The closed-world specialization of ProcessOver.

This is the process type consumed by the current execution, run, observation, refinement, fairness, and liveness layers.

@[reducible, inline]

abbrev Interaction.Concurrent.Process.EventMap {Party : Type u} (process : Process Party) (Event : Type w₂) : Type (max (max w₂ u_1) u_2)

A stable external label for each complete closed-world process step.

@[reducible, inline]

abbrev Interaction.Concurrent.Process.Tickets {Party : Type u} (process : Process Party) (Ticket : Type w₂) : Type (max (max w₂ u_1) u_2)

A stable ticket for each complete closed-world process step.

@[reducible, inline]

abbrev Interaction.Concurrent.Process.TranscriptRel {Party : Type u} (left : Process Party) (right : Process Party) : Type (max (max u_1 u_3) u_2)

The closed-world specialization of ProcessOver.TranscriptRel.

@[reducible, inline]

abbrev Interaction.Concurrent.Process.Labeled (Party : Type u) : Type (max (max (max (u_1 + 1) (u_2 + 1)) (u_2 + 1) u) (u_3 + 1))

Process.Labeled is a closed-world process together with a stable event label for each complete step transcript.

@[reducible, inline]

abbrev Interaction.Concurrent.Process.Ticketed (Party : Type u) : Type (max (max (max (u_1 + 1) (u_2 + 1)) (u_2 + 1) u) (u_3 + 1))

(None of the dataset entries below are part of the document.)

PR #506, opened 2015-06-18
Graph Annotations

GordonSmith:

### DIFF
--- a/src/marshaller/HTML.js
+++ b/src/marshaller/HTML.js
@@ -23,7 +23,7 @@
     };
 
     HTML.prototype.testData2 = function () {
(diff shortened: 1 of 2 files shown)


GordonSmith:
@mlzummo Please Review

mlzummo:
should we have put/pass a version string for the button Annotation code? J/Dan implemented the form input widget to render in a surface which looked nice for a demo, not 100% sure how it would work in the long run but would allow even more customization from the looks of it...

GordonSmith:
Not sure I follow?  These annotations are on the GraphVertex?

mlzummo:
your right i was looking at this end of day, and was seeing words similar to what I had in the surface button annotations so i jumped the gun a bit...

mlzummo:
looks good, is there a way to test this at the moment?

GordonSmith:
Rename testData2 to testData and open src/marshaller/HTML in dermatology

PR #511, opened 2015-06-22
GH-508  XAxis Scales

GordonSmith:
Add support for linear scale.
Add support for time scale.
Publish "sample" data property.

Fixes GH-508

### DIFF
--- a/src/chart/Column.js
+++ b/src/chart/Column.js
@@ -9,22 +9,14 @@
     function Column(target) {
         XYAxis.call(this);
         I2DChart.call(this);
+
+        this._linearGap = 25;
     }
     Column.prototype = Object.create(XYAxis.prototype);
     Column.prototype._class += " chart_Column";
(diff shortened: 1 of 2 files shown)


GordonSmith:
@mlzummo @anmoljagetia Please Review

mlzummo:
looks good, however with the separation of testData from the widgets comming, are you sure you want to start the trend of having a new sample data publish param now, doesn't seem appropriate? (though it does make it easy for testing/demoing)

mlzummo:
... unless this is going to tie into the new testData format later on down the road?

anmoljagetia:
Looks good. The sampleData has a blank category before the three options, should we keep that ?

GordonSmith:
@mlzummo I had the same thought - but since it will get replaced by something new, its a step in the right direction?

GordonSmith:
@anmoljagetia - Yes as the default should be no sample data.

PR #533, opened 2015-06-26
Adds src/layout/Border (proof of concept)

jbrundage:
@GordonSmith Please review...

### DIFF
--- a/demos/dermatology.html
+++ b/demos/dermatology.html
@@ -180,6 +180,7 @@
                     sourceWidget = sourceWidget || currWidget;
                     Persist.clone(sourceWidget, function (widget) {
                         serializationSurface
+                            .surfacePadding(0)
                             .widget(widget)
                             .render()
                         ;
--- a/demos/dermatology.html
+++ b/demos/dermatology.html
@@ -91,6 +91,7 @@
                             <option value="src/layout/Surface">Surface Layout</option>
                             <option value="src/layout/Cell">Cell Layout</option>
                             <option value="src/layout/Grid">Grid Layout</option>
+                            <option value="src/layout/Border">Border Layout</option>
                             <option value="src/amchart/Area">AmChart Area</option>
                             <option value="src/amchart/Bar">AmChart Bar</option>
                             <option value="src/amchart/Bubble">AmChart Bubble</option>
--- a/src/form/Form.js
+++ b/src/form/Form.js
@@ -16,7 +16,7 @@
 
     Form.prototype.publish("validate", true, "boolean", "Enable/Disable input validation");
     Form.prototype.publish("inputs", [], "widgetArray", "Array of input widgets");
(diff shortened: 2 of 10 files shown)


GordonSmith:
@dtsnell4 @jbrundage Visually this layout looks correct.  From the framework architecture point of view my thoughts are:
1 We are about to have a PopupSurface - what if we also had an "AbsoluteSurface" this would be one which would be positioned at specific x, y, w, h (maybe its the same as the popup surface, except the popup surface has a "modal" true option?
2 This new Surface would then replace your Border Cell
3 The Border layout should then contain _all_ the logic for the positioning of these new surfaces.
4 We would then re-work the Grid Layout to also use the Absoulute Surface instead of its Cell (again moving the cell row, col, rowSpan, colSpan "knowledge" into the Grid Layout
5 We will probably want the Border Layout to also support "splitters" so the user can visually re-size the border cells - design mode again.

4 + 5 would be done as separate pull requests.

Thoughts?

jbrundage:
1&2 How soon will the PopupSurface/AbsoluteSurface be ready for use? (With a fresh, Monday morning, set of eyes... I realize that I'm only using BorderCell.js to store the x,y,w,h)
3 This is nearly true already, I'll update this pull request with this change.
4 This makes sense.
5 Splitters? Should the user be able to split a Surface into two Surfaces? Should the user be able to drag a Surface onto another Surface to swap their locations/sizes?

What do you think about my logic in Border.prototype.borderLayoutObject (line 66)? I gave each Cell's placement variables two attributes, px and % ("%" being a percentage of either the parent container's height or width). It seems like something that could be reused.
For example:
If a parent element has "width:1000px" and a child cell has width = {"px":150,"%":50}. Then the cell would have "width:650px".

dtsnell4:
As for the pop surface, I showed Gordon what I did with the Popup button widget I made Friday.  It’s very basic and simply uses the existing Layout Surface.  Any modal/nonmodal/positioning etc. can be done from the button widget so a specific Popup Surface widget technically is not necessary… unless there is some specific functionality it needs that I am not aware of, in which case just let me know and I’ll get on it.  Otherwise I’m on hold with the popup widget for now, playing with ideas for the Tabbed widget.

GordonSmith:
@dtsnell4 We still need a separate "PopupSurface" (which may be the same thing as an AbsoluteSurface, but with a modal option) as it will be used without a button in some situations.

dtsnell4:
OK, so should I be working on that or am I waiting on something (e.g. absolute surface)...?

GordonSmith:
@dtsnell4 - Yes I think if you carry on with developing the PopupSurface (for now) the above are really just "thoughts" rather than "todos" but with the goal of getting us all thinking in the same direction.

dtsnell4:
Will do.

Process.Ticketed is a closed-world process together with a stable ticket for each complete step transcript.

These tickets are the obligation identifiers used later by the fairness and liveness layers.

@[reducible, inline]

abbrev Interaction.Concurrent.Process.System (Party : Type u) : Type (max (max (u_1 + 1) (u_2 + 1)) (u_2 + 1) u)

Process.System augments a closed-world process by the standard verification predicates used throughout VCVio and in transition-system-style frameworks.

Its parent field toProcess is the dynamic semantics; the remaining fields are verification metadata on top of that semantics:

• init marks initial residual states;
• assumptions records ambient assumptions on runs;
• safe is the intended state safety predicate;
• inv is the intended inductive invariant.

This keeps the semantic object and the proof obligations separate while still bundling them in one place for refinement and liveness statements.